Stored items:
○ ○ ○
PR #2232, opened 2016-11-16
dotnet core preview2 preview3 support in kudu

watashiSHUN:
the detection is through `<TargetFramework>netcoreapp1.0</TargetFramework>` in "csproj"
here is the kuduscript changes: projectkudu/KuduScript#56

### DIFF
--- a/Kudu.Core/Deployment/DeploymentHelper.cs
+++ b/Kudu.Core/Deployment/DeploymentHelper.cs
@@ -10,7 +10,7 @@ namespace Kudu.Core.Deployment
 {
     public static class DeploymentHelper
     {
-        private static readonly string[] _projectFileExtensions = new[] { ".csproj", ".vbproj", ".fsproj" };
+        private static readonly string[] _projectFileExtensions = new[] { ".csproj", ".vbproj", ".fsproj", ".xproj" };
 
         public static readonly string[] ProjectFileLookup = _projectFileExtensions.Select(p => "*" + p).ToArray();
 
@@ -23,12 +23,6 @@ namespace Kudu.Core.Deployment
         public static bool IsProject(string path)
         {
             return _projectFileExtensions.Any(extension => path.EndsWith(extension, StringComparison.OrdinalIgnoreCase));
-        }
-
-        public static bool IsDeployableProject(string path)
-        {
-            return IsProject(path) &&
-                   (VsHelper.IsWap(path) || VsHelper.IsExecutableProject(path));
         }
 
         public static bool IsDefaultWebRootContent(string webroot)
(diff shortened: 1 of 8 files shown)


davidebbo:
So I just gave this a try on my test repo, and it didn't seem to work (deployed as plain site). The repo is: https://github.com/davidebbo-test/MvcCoreVS2017RC. Right now it has a custom script, so yank that and commit before trying. Note that it uses a class library. Maybe that's throwing it off?

watashiSHUN:
@davidebbo , how did you get your `.sln` file? when I created a dotnet core web app using VS 2017, here is my `projectTypeGuid` in `.sln` [FAE04EC0-301F-11D3-BF4B-00C04F79EFBC](https://github.com/watashiSHUN/PREVIEW3sln/blob/master/AspNetCoreNewToolingRC.sln#L8) compared to yours [9A19103F-16F7-4668-BE54-9A1E7A4F7556](https://github.com/davidebbo-test/MvcCoreVS2017RC/blob/master/MvcCoreVS2017RC.sln#L8).

Mine is identified as a [c# project](http://www.codeproject.com/Reference/720512/List-of-Visual-Studio-Project-Type-GUIDs) and I couldn't find yours...it seems to be related to some [xproj standard](https://github.com/333fred/roslyn-project-system/blob/7581e869512f86de7a051121d59f57892dea2386/src/Microsoft.VisualStudio.ProjectSystem.CSharp.VS/Packaging/CSharpProjectSystemPackage.cs#L32-L34)....my theory is that **9A19103F-16F7-4668-BE54-9A1E7A4F7556** is mean for dotnet (when they are developing preview2) projects, but it was not very well documented so in kudu...instead of using it we just checked for "xproj" file extension

if your `.sln` is created by VS2017, we need to talk to these people and ask about the which one is the **standard dotnet core web app projectTypeGuid**

davidebbo:
I just created it with VS 2017 RC (the official build). What's odd is that my **library** project actually has that `FAE04EC0-301F-11D3-BF4B-00C04F79EFBC` guid, but my web project has a different one.

davidebbo:
Oh, check [this commit](https://github.com/davidebbo-test/MvcCoreVS2017RC/commit/2a32ccb23d976a69dc2e1882bf8ee8c6bc553225) out, which is when I added the library. My web project had the `FAE04EC0` guid, but then after adding the library, the library got that guid and the web project got a new one. Weird stuff!

davidebbo:
I did another test, and oddly this time both the Web project and Library ended up with the `FAE04EC0` guid. Though even that would likely cause your code to fail since it couldn't differentiate between the two.

I think we can't avoid looking in the .csproj to detect which are actually web projects. And even that is non-trivial, as checking for `<TargetFramework>netcoreapp1.0</TargetFramework>` is not enough. e.g. if you create a plain core Console app, it has that as well. We might need to check for other things like presence of a `web.config`.

In the end, it's a heuristic, and no heuristic is perfect, but we can probably go a long way. And when the heuristic fail, user just needs to set `PROJECT` explicitely.

watashiSHUN:
tested against two preview2 projects
[multiple webprojects with solution](https://github.com/watashiSHUN/PREVIEW2web-websln)
[multiple webprojects without solution](https://github.com/watashiSHUN/PREVIEW2web-webnsln)

PR #2247, opened 2016-12-02
update test to latest commit (sync with private kudu)

watashiSHUN:
these two tests are updated with "global.json" in kudu private


davidebbo:
:shipit:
○ ○ ○
◆ Your task
If a line of the data contains "actually", it counts; report the number of such lines and nothing else.

◆ Answer section
2